On book hunger (part III)

«Very recently, anyone even mildly educated would respect learning, education, and owe respect to our great store of literature. Of course we all know that when this happy state was with us, people would pretend to read, would pretend respect for learning, but it is on record that working men and women longed for books, and this is evidenced by the working men's libraries, institutes, colleges of the 18th and 19th centuries.
Reading, books, used to be part of a general education.
Older people, talking to young ones, must understand just how much of an education it was, reading, because the young ones know so much less. And if children cannot read, it is because they have not read.
But we all know this sad story.
But we do not know the end of it.
We think of the old adage, "Reading maketh a full man" – and forgetting about jokes to do with over-eating – reading makes a woman and a man full of information, of history, of all kinds of knowledge.
But we are not the only people in the world. Not long ago I was telephoned by a friend who said she had been in Zimbabwe, in a village where they had not eaten for three days, but they were talking about books and how to get them, about education.
I belong to a little organization which started out with the intention of getting books into the villages. There was a group of people who in another connection had travelled Zimbabwe at its grass roots.

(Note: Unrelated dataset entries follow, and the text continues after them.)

PR #1975, opened 2026-09-08
chore: rename TelemetryCounters to TelemetryHealth

### LINKED ISSUE #1951: Rename TelemetryCounters — the type carries a degradation flag, not only counters
Quality scan of `frontend/src/components/diagnostics/telemetry-panel.tsx`. Three checkers ran (llm-checker, lazy-checker, nitpicker); the file is otherwise clean — one finding survived validity assessment.

## Finding: `TelemetryCounters` is not a counters type

`frontend/src/components/diagnostics/telemetry-panel.tsx:6-12` exports an interface named `TelemetryCounters` that holds four numeric counters plus `telemetryDegraded: boolean` — a status flag, not a count. The doc comment on line 5 concedes the mismatch in its own wording ("Telemetry drop counters **and degradation flag**"), which is the tell: the name needed a qualifier to describe what the type actually holds.

The consequence is at the consumer, not here. `frontend/src/pages/diagnostics.tsx:45` declares `telemetry: TelemetryCounters`, so a reader who reaches for that field expecting a bag of numbers gets a mixed shape. The type also does double duty as `TelemetryPanel`'s props type (line 20), so the name has to read correctly in both roles.

**Proposed fix:** rename the interface to `TelemetryHealth` and update the three references — the declaration and the props annotation in `telemetry-panel.tsx`, and the import plus field type at `frontend/src/pages/diagnostics.tsx:9,45`. `TelemetryHealth` covers counters and the degradation flag together and still reads correctly at the `telemetry:` field site, where `TelemetryPanelProps` would not. Once renamed, the qualifier in the line 5 doc comment can shorten accordingly.

No human judgment needed: the rename is mechanical, confined to three call sites, and changes no behavior.

## Not filed

Four other findings were assessed and dropped as invalid:

- **Inline `data-testid` string literals** — `diag-*` testids are written inline throughout the frontend; centralizing them is a codebase-wide convention change, not a defect in this file.
- **Tailwind class ordering on line 29** — the repo has no enforced class-order convention and no `prettier-plugin-tailwindcss`, so there is no convention being violated.
- **`telemetryDegraded` should be `isTelemetryDegraded`** — the prop deliberately mirrors the app store's field name (`frontend/src/state/store.ts:60,78`), which is read the same way in `system-health.tsx`, `use-telemetry-health.ts`, and `alert-banner`. Renaming it here alone would break that alignment.
- **`title="telemetry health"` lowercase vs `ariaLabel="Telemetry health"`** — deliberate and documented. `frontend/src/components/diagnostics/panel.tsx:21` specifies the heading is "rendered lowercase as authored" and line 23 notes the aria label is "spelled out for screen readers, so not always `title`".

NodeJSmith:
## Summary

Renames the frontend `TelemetryCounters` interface to `TelemetryHealth`, and collapses it together with the store's structurally identical `TelemetryHealthFields` into a single type.

The interface holds four drop counters (`droppedOverflow`, `droppedExhausted`, `droppedShutdown`, `errorHandlerFailures`) plus `telemetryDegraded` — a boolean status flag, not a count. The doc comment had to say "drop counters **and degradation flag**" to describe the shape, which is the tell that the name was covering only part of it.

The mismatch showed up at the consumer rather than the declaration: `diagnostics.tsx` declares `telemetry: TelemetryCounters`, so a reader reaching for that field expecting a bag of numbers got a mixed shape instead. The type also does double duty as `TelemetryPanel`'s props, so `TelemetryPanelProps` was not an option — the name has to read correctly in both roles. `TelemetryHealth` covers counters and the flag together and reads correctly at the `telemetry:` field site.

It also lines the type up with the naming already used across the rest of the telemetry surface: `useTelemetryHealth`, `setTelemetryHealth`, and the panel's own `title="telemetry health"`.

## Deduplicating against the store

Review surfaced that the rename landed one suffix away from an existing type: `store.ts` already declared `TelemetryHealthFields` with the same five fields, hand-synced with the panel's copy. `TelemetryHealth` vs `TelemetryHealthFields` reads as a typo or a subset rather than two independent declarations of one shape, so the two are now a single exported `TelemetryHealth` living in `store.ts` — the module that owns the shape, since `setTelemetryHealth` writes it and `useTelemetryHealth` populates it from the API. The panel and the diagnostics page both reference it. Importing a type from the store is the established pattern here (`ConnectionStatus`, `ServiceStatusEntry`, `AppStatusEntry`, `TimePreset`), including `merge-services.ts` in the same directory.

The doc comment is also corrected while being rewritten. It claimed these fields are "carried on the WS stream"; they are not. `useTelemetryHealth` polls `GET /api/telemetry/status` on a 30s–120s backoff and is the only caller of `setTelemetryHealth`, so there is no WebSocket in this data path. The claim predated this PR, but the PR rewrites that exact line.

## Changes

- `frontend/src/state/store.ts` — renamed `TelemetryHealthFields` to `TelemetryHealth` (now the single declaration of this shape) and updated `setTelemetryHealth`'s parameter type.
- `frontend/src/components/diagnostics/telemetry-panel.tsx` — deleted the duplicate interface; the props annotation now references the store's type.
- `frontend/src/pages/diagnostics.tsx` — the type import moves to `../state/store`; the panel import is value-only.

Type-only changes throughout. No runtime behavior, no rendered output, and no API surface changes.

## Testing

- `npx tsc --noEmit` — clean
- `npm run test` (frontend) — 110 files, 1603 tests passed
- `npx eslint src --max-warnings=0` — clean
- `prek -a` and `prek pyright -a --hook-stage pre-push` — all hooks pass
- `uv run nox -s dev` — 7737 passed, 1 skipped, 2 xfailed (first commit)

Verified no `TelemetryCounters` or `TelemetryHealthFields` references remain anywhere in the repo.

Labeled `no-visual-change`: this renames TypeScript identifiers only, so no pixels move and there is no screenshot to regenerate.

Closes #1951

### DIFF
--- a/frontend/src/components/diagnostics/telemetry-panel.tsx
+++ b/frontend/src/components/diagnostics/telemetry-panel.tsx
@@ -1,15 +1,7 @@
+import type { TelemetryHealth } from "../../state/store";
 import { AlertShell } from "../shared/alert-shell";
 import { DropCounterRow } from "./drop-counter-row";
 import { Panel, PANEL_BANNER_CLASS } from "./panel";
-
-/** Telemetry health as carried on the WS stream: drop counters and the degradation flag. */
-export interface TelemetryHealth {
-  droppedOverflow: number;
-  droppedExhausted: number;
-  droppedShutdown: number;
-  errorHandlerFailures: number;
-  telemetryDegraded: boolean;
-}
 
 export function TelemetryPanel({
   droppedOverflow,
--- a/frontend/src/components/diagnostics/telemetry-panel.tsx
+++ b/frontend/src/components/diagnostics/telemetry-panel.tsx
@@ -2,8 +2,8 @@ import { AlertShell } from "../shared/alert-shell";
 import { DropCounterRow } from "./drop-counter-row";
 import { Panel, PANEL_BANNER_CLASS } from "./panel";
 
-/** Telemetry drop counters and degradation flag, as carried on the WS stream. */
-export interface TelemetryCounters {
+/** Telemetry health as carried on the WS stream: drop counters and the degradation flag. */
+export interface TelemetryHealth {
   droppedOverflow: number;
   droppedExhausted: number;
   droppedShutdown: number;
@@ -17,7 +17,7 @@ export function TelemetryPanel({
   droppedShutdown,
   errorHandlerFailures,
   telemetryDegraded,
-}: TelemetryCounters) {
+}: TelemetryHealth) {
   return (
     <Panel title="telemetry health" ariaLabel="Telemetry health" data-testid="diag-telemetry-panel">
       {telemetryDegraded && (
--- a/frontend/src/pages/diagnostics.tsx
+++ b/frontend/src/pages/diagnostics.tsx
@@ -6,12 +6,12 @@ import { BootIssuesPanel } from "../components/diagnostics/boot-issues-panel";
 import { LoggingPanel } from "../components/diagnostics/logging-panel";
 import { type MergedService, mergeServices } from "../components/diagnostics/merge-services";
 import { ServicesPanel } from "../components/diagnostics/services-panel";
-import { type TelemetryHealth, TelemetryPanel } from "../components/diagnostics/telemetry-panel";
+import { TelemetryPanel } from "../components/diagnostics/telemetry-panel";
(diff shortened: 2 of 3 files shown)


NodeJSmith:
@coderabbitai review

PR #1976, opened 2026-09-08
refactor: deduplicate API error format and credentials literal in client.ts

### LINKED ISSUE #1967: Clean up duplicated error-message format and credentials literal in client.ts
## Description

A quality-scanner pass (llm-checker, lazy-checker, nitpicker) over `frontend/src/api/client.ts` surfaced two pre-existing hygiene findings. Both predate the current work. The llm-checker found nothing — the file's comments, including the `postSession` doc block, document real cross-file constraints rather than narrating history, so no comment-bloat cleanup is needed here.

### 1. The `API error: <status> <statusText>` fallback format is written twice

`ApiError`'s constructor already applies this exact fallback when no `message` is passed (`client.ts:12`), and `apiFetch` relies on that behavior by handing the optional `detail` straight to the constructor (`client.ts:41`). `postSession` re-derives the same string by hand instead (`client.ts:81`):

```ts
// client.ts:12
super(message ?? `API error: ${status} ${statusText}`);

// client.ts:81
const message = detail ?? `API error: ${response.status} ${response.statusText}`;
```

Changing the format (adding the request path, trimming the `statusText`, localizing it) requires editing both sites, and nothing fails if only one is updated — the two paths drift silently, so an error surfaced by `postSession` and one surfaced by `apiFetch` can start reading differently.

**Proposed fix:** extract a module-level formatter and call it from both places.

```ts
function formatApiError(status: number, statusText: string): string {
  return `API error: ${status} ${statusText}`;
}
```

`ApiError`'s constructor becomes `super(message ?? formatApiError(status, statusText))`; `postSession` becomes `const message = detail ?? formatApiError(response.status, response.statusText)`. This preserves current behavior exactly and leaves `postSession`'s deliberate bypass of `apiFetch` (documented at `client.ts:57-64`) intact — only the message-formatting duplication is removed, not the throw-vs-return distinction that bypass exists for.

### 2. `credentials: "same-origin"` is repeated across both fetch call sites

`client.ts:32` (`apiFetch`) and `client.ts:70` (`postSession`) each hardcode the literal, while the file's other shared request values (`BASE_URL`, `JSON_CONTENT_TYPE`) are already centralized at the top. A future change to the credentials mode has to find both call sites.

**Proposed fix:** add `const FETCH_CREDENTIALS: RequestCredentials = "same-origin";` alongside `BASE_URL`/`JSON_CONTENT_TYPE` and reference it from both fetch calls.

## Assessed and excluded

The nitpicker also flagged the inline `"/auth/session"` path at `client.ts:68` as a magic string needing a named constant. Excluded: the literal is used exactly once, inside the only function that talks to that route, and the route is already named in that function's doc comment one line above. Extracting it would add a layer of indirection without removing any duplication.

## Acceptance Criteria

- [ ] The `API error: <status> <statusText>` template appears exactly once in `client.ts`, used by both `ApiError`'s default message and `postSession`'s fallback.
- [ ] `credentials: "same-origin"` is defined once as a module-level constant and referenced by both `apiFetch` and `postSession`.
- [ ] `postSession` still returns `PostSessionResult` (never throws `ApiError`) and still bypasses `apiFetch`, preserving the login form's inline error rendering.
- [ ] Existing `client.test.ts` coverage passes unchanged — no behavior change to any error message text.

NodeJSmith:
## Summary

Removes two small duplications in `frontend/src/api/client.ts` that a quality scan flagged.

The `API error: <status> <statusText>` fallback string was written out twice — once as `ApiError`'s default message and once in `postSession`, which deliberately bypasses `apiFetch` and so had to build its own fallback. The two copies could drift independently. They now share a module-level `formatApiError(status, statusText)` helper.

The `credentials: "same-origin"` literal appeared in both `fetch` call sites. It is now a `FETCH_CREDENTIALS` constant, typed as `RequestCredentials`, sitting alongside the existing `BASE_URL` and `JSON_CONTENT_TYPE` constants at the top of the module.

## Why

Both are single-source-of-truth cleanups. The error-format duplication is the one with real drift risk: a future change to the fallback wording would need to be made in two places, and missing one would produce two different messages for the same condition depending on which code path produced it.

## Not changed

This is a pure refactor with no behavior change:

- The rendered message text is byte-identical.
- `postSession` still returns its `PostSessionResult` shape rather than throwing.
- `postSession` still bypasses `apiFetch` on purpose — that was left alone.

## Testing

- `cd frontend && npm test -- --run` — 110 files, 1603 tests passed
- `prek -a` — all hooks pass, including `eslint`, `prettier`, `stylelint`, and `tsc`

No visual evidence required: `client.ts` is not a rendered file, so it falls outside the `frontend/src/**/*.{tsx,css}` trigger in `tools/frontend/check_pr_screenshots.py`.

Closes #1967

### DIFF
--- a/frontend/src/api/client.ts
+++ b/frontend/src/api/client.ts
@@ -2,6 +2,12 @@
 
 const BASE_URL = "/api";
 const JSON_CONTENT_TYPE = "application/json";
+const FETCH_CREDENTIALS: RequestCredentials = "same-origin";
+
+/** Fallback message for a non-ok response whose body carried no usable detail. */
+function formatApiError(status: number, statusText: string): string {
+  return `API error: ${status} ${statusText}`;
+}
 
 export class ApiError extends Error {
   constructor(
@@ -9,7 +15,7 @@ export class ApiError extends Error {
     public readonly statusText: string,
     message?: string,
   ) {
-    super(message ?? `API error: ${status} ${statusText}`);
+    super(message ?? formatApiError(status, statusText));
     this.name = "ApiError";
   }
 }
@@ -29,7 +35,7 @@ export async function apiFetch<T>(path: string, init?: RequestInit): Promise<T> 
   const url = `${BASE_URL}${path}`;
   const response = await fetch(url, {
     ...init,
-    credentials: "same-origin",
+    credentials: FETCH_CREDENTIALS,
     headers: {
       Accept: JSON_CONTENT_TYPE,
       ...init?.headers,
@@ -67,7 +73,7 @@ export async function postSession(token: string): Promise<PostSessionResult> {
   try {
     response = await fetch(`${BASE_URL}/auth/session`, {
       method: "POST",
-      credentials: "same-origin",
+      credentials: FETCH_CREDENTIALS,
       headers: { "Content-Type": JSON_CONTENT_TYPE },
       body: JSON.stringify({ token }),
     });
@@ -78,6 +84,6 @@ export async function postSession(token: string): Promise<PostSessionResult> {
   if (response.ok) return { ok: true };
 
   const detail = await extractErrorMessage(response);
-  const message = detail ?? `API error: ${response.status} ${response.statusText}`;
+  const message = detail ?? formatApiError(response.status, response.statusText);
   return { ok: false, message };
 }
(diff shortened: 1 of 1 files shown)


NodeJSmith:
@coderabbitai review

NodeJSmith:
@coderabbitai review

NodeJSmith:
@coderabbitai review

They reported that the villages, unlike what people reported, are full of intelligent people, teachers retired, teachers on leave, children on holidays, old people. I myself paid for a little survey, of what people wanted to read, and found the results were the same as a Swedish survey, that I had not known about. People wanted to read what people in Europe want to read, if they read at all – novels of all kinds, science fiction, poetry, detective fiction, plays, Shakespeare, and the do-it-yourself books, like how to open a bank account, were low in the list. All of Shakespeare: they knew the name. A problem with finding books for villagers is that they don't know what is available, so a school set book, like the Mayor of Casterbridge, becomes popular because they know it is there. Animal Farm, for obvious reasons is the most popular of all novels.

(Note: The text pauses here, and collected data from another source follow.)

PR #2015, opened 2026-09-08
docs: trim narrated history from ExecutionStatus and AppManifestsChangedData docstrings

### LINKED ISSUE #1978: Trim narrated-history and backend-narrative bloat from ExecutionStatus and AppManifestsChangedData docstrings
Surfaced by an automated quality scan of `frontend/src/api/ws-types.ts`. That file is generated (`@generated from ws-schema.json`), so **both fixes belong in the Python docstrings upstream**, followed by `uv run python scripts/export_schemas.py --types`. Do not hand-edit `ws-types.ts`.

Both findings are comment/docstring bloat that the codegen faithfully round-trips into the TypeScript artifact, where the surrounding context that made the prose make sense in Python is absent.

## 1. `ExecutionStatus` docstring narrates migration history and Pydantic internals

**Where:** `src/hassette/types/types.py:78-86` → `frontend/src/api/ws-types.ts:27-35` (also propagated to `generated-types.ts`)

**What's wrong:** The docstring for a five-member string enum spends four of its six lines on implementation history and framework trivia:

- *"migration 001 introduced the original four values (`success`, `error`, `cancelled`, `timed_out`); migration 009 added `skipped`"* — narrated history. Which migration added which member is recoverable from git and the migration files themselves; it is not something a reader needs in order to use the type, and it becomes stale the next time a value is added.
- *"Pydantic v2 coerces plain strings to enum members on construction and serialises back to plain strings in JSON responses."* — generic Pydantic v2 behavior that applies to every `StrEnum` in the codebase, not a property of this enum. It is meaningless in the generated TypeScript, where the type is already a plain string union.

This conflicts with the Self-Contained Comments rule in `coding-style.md` (state the durable invariant, not the point-in-time narrative).

**Proposed fix:** Reduce to the durable facts:

```python
class ExecutionStatus(StrEnum):
    """Status values for handler invocations and job executions.

    Must stay in sync with the ``executions.status`` CHECK constraint.
    """
```

Then regenerate (`uv run python scripts/export_schemas.py --types`) and commit the refreshed `ws-types.ts` / `generated-types.ts`.

## 2. `AppManifestsChangedData` docstring buries its one actionable instruction under backend narrative

**Where:** `src/hassette/schemas/domain_models.py:132-140` → `frontend/src/api/ws-types.ts:153-162`

**What's wrong:** Nine lines of prose for `Record<string, never>` (an empty payload). The load-bearing part for a consumer — *the payload is empty on purpose; treat receipt as "refetch, don't inspect"* — is genuinely useful and should stay, because the bare type communicates none of it. But it arrives last, after two sentences of backend implementation detail that a frontend consumer cannot act on: the internal constant name `HASSETTE_EVENT_APP_LOAD_COMPLETED`, the two distinct trigger scenarios (bootstrap/reload pass vs. metadata-only config edit), and the `display_name` example. The "carries no fields" fact is then restated three separate ways.

**Proposed fix:** Keep the semantics, drop the internal-trigger narrative:

```python
"""Payload for a manifest refresh broadcast over WebSocket.

Carries no fields and does not identify which apps changed — it is a refetch
signal, not a diff. Clients should treat receipt as "manifest state may be
stale, refetch" rather than inspect the payload.
"""
```

Then regenerate as above.

## Acceptance criteria

- [ ] `ExecutionStatus` docstring no longer references migration numbers or Pydantic coercion behavior
- [ ] `AppManifestsChangedData` docstring keeps the refetch-signal semantics and drops the internal-event/trigger-scenario narrative
- [ ] `uv run python scripts/export_schemas.py --types` re-run; regenerated `ws-types.ts` and `generated-types.ts` committed
- [ ] `prek -a` clean; schema-freshness check passes

## Excluded during validity review

One further finding was raised and rejected: that the `ExecutionCompletedData` docstring (`ws-types.ts:131-136`) merely restates what the type already encodes. It does not — the type declares `kind: "handler" | "job"` with `listener_id?: number | null` and `job_id?: number | null` as independent optionals. The correspondence the comment states (`listener_id` set when `kind='handler'`, `job_id` when `kind='job'`) is not expressible in that shape and is not derivable from the field declarations, so the comment carries real information. No change proposed there.

NodeJSmith:
## Summary

Trims two docstrings that carried narrated history and backend implementation detail into the generated TypeScript API types, where the surrounding Python context that made the prose coherent is absent.

Both docstrings are the upstream source for `ws-types.ts` and `generated-types.ts`, so the fix is made in Python and the generated artifacts are regenerated — not hand-edited.

### `ExecutionStatus` (`src/hassette/types/types.py`)

Four of six docstring lines were implementation history and framework trivia:

- Which migration introduced which member — recoverable from git and the migration files, and goes stale the next time a value is added.
- Generic Pydantic v2 string-coercion behavior that applies to every `StrEnum` in the codebase, and is meaningless in the generated TypeScript where the type is already a plain string union.

Reduced to the one durable constraint the type must satisfy: it must stay in sync with the `executions.status` CHECK constraint.

### `AppManifestsChangedData` (`src/hassette/schemas/domain_models.py`)

Nine lines of prose for an empty payload (`Record<string, never>`). The load-bearing instruction for a consumer — the payload is empty on purpose, so treat receipt as "refetch, don't inspect" — arrived last, after backend narrative a frontend consumer cannot act on: the internal event constant name, the two distinct trigger scenarios, and a `display_name` example. The "carries no fields" fact was restated three ways.

Kept the refetch-signal semantics (the bare type communicates none of it), dropped the internal trigger narrative.

## Changes

- `src/hassette/types/types.py` — `ExecutionStatus` docstring
- `src/hassette/schemas/domain_models.py` — `AppManifestsChangedData` docstring
- Regenerated via `uv run python scripts/export_schemas.py --types`: `frontend/openapi.json`, `frontend/ws-schema.json`, `frontend/src/api/generated-types.ts`, `frontend/src/api/ws-types.ts`, `frontend/src/api/ws-validator.generated.ts`

No behavior change — docstrings and their regenerated schema/type artifacts only.

## Testing

- `prek -a` — all hooks pass
- `prek -a --hook-stage pre-push` — all hooks pass, including `pyright` and **"Check schemas are up to date"**, which confirms the committed generated artifacts match a fresh codegen run

No frontend rendered files (`.tsx`, `.css`) changed, so there is no visual result to capture — only generated API type declarations.

Closes #1978


NodeJSmith:
@coderabbitai review

NodeJSmith:
Automated autofix review pass — reviewed at `54ce869`.

**CodeRabbit:** review completed with zero threads and zero review comments.

**Review battery** (code, integration, WTF, llm-checker, lazy-checker, nitpicker):

- **Fixed (1):** the trimmed `AppManifestsChangedData` docstring introduced "manifest **state** may be stale" where the repo's canonical collocation — and the pre-trim wording — is "manifest **status**" (`ManifestStatus` in `types/enums.py`, plus three frontend tests using "stale manifest status"). Reverted that one word and regenerated the WS artifacts.
- **Skipped — trimmed trigger narrative:** flagged as information loss (the removed "also fires on metadata-only config edits" detail). The consumer-facing instruction is trigger-independent — an empty payload means "refetch" either way — so the removed detail changes no consumer action. The related wording in `runtime_query_service.on_app_manifests_changed` ("after a full app load/reload pass") is **pre-existing on `main`**, untouched by this PR, and its cross-reference to `AppManifestsChangedData` still resolves. Matches the validity review already recorded in #1978.
- **Skipped — dropped Pydantic v2 coercion note:** generic `StrEnum` behavior, meaningless in the generated TypeScript where the type is already a plain string union. Per #1978's rationale.
- **Skipped — docstring wrap width (~80 vs ~90 chars):** `ruff format` clean, well under the 120 limit.

**Filed as follow-up:** #2039 — the retained `ExecutionStatus` invariant ("must stay in sync with the `executions.status` CHECK constraint") has no automated backstop; no test iterates `list(ExecutionStatus)` against the live constraint. Pre-existing gap, verified against `main`.

**Verification:** `tools/check_schemas_fresh.py` exit 0 (committed artifacts match a fresh codegen run); `prek -a` and `prek -a --hook-stage pre-push` including `pyright` all pass; 74 backend tests (`test_schema_freshness`, `test_runtime_query_service`, `test_ws_models`) and 26 frontend `use-websocket` tests pass. `duplicate-code` and `file-sizes` fail as expected baseline noise (`continue-on-error`).

Auto-merge (squash) enabled.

Our little organization got books from where we could, but remember that a good paperback from England cost a months wages: that was before Mugabe's reign of terror. Now with inflation, it would cost several years wages. But having taken a box of books out to a village – and remember there is a terrible shortage of petrol, the box will be greeted with tears. The library may be a plank under a tree on bricks. And within a week there will be literacy classes – people who can read teaching those who can't, citizenship class – and in one remote village, since there were no novels in Tonga, a couple of lads sat down to write novels in Tonga. There are six or so main languages in Zimbabwe and there are novels in all of them, violent, incestuous, full of crime and murder.
Our little organization was supported from the very start by Norway, and then by Sweden. But without this kind of support our supplies of books would have dried up. Novels published in Zimbabwe, and, too, do-it-yourself books are sent out to people who thirst for them.»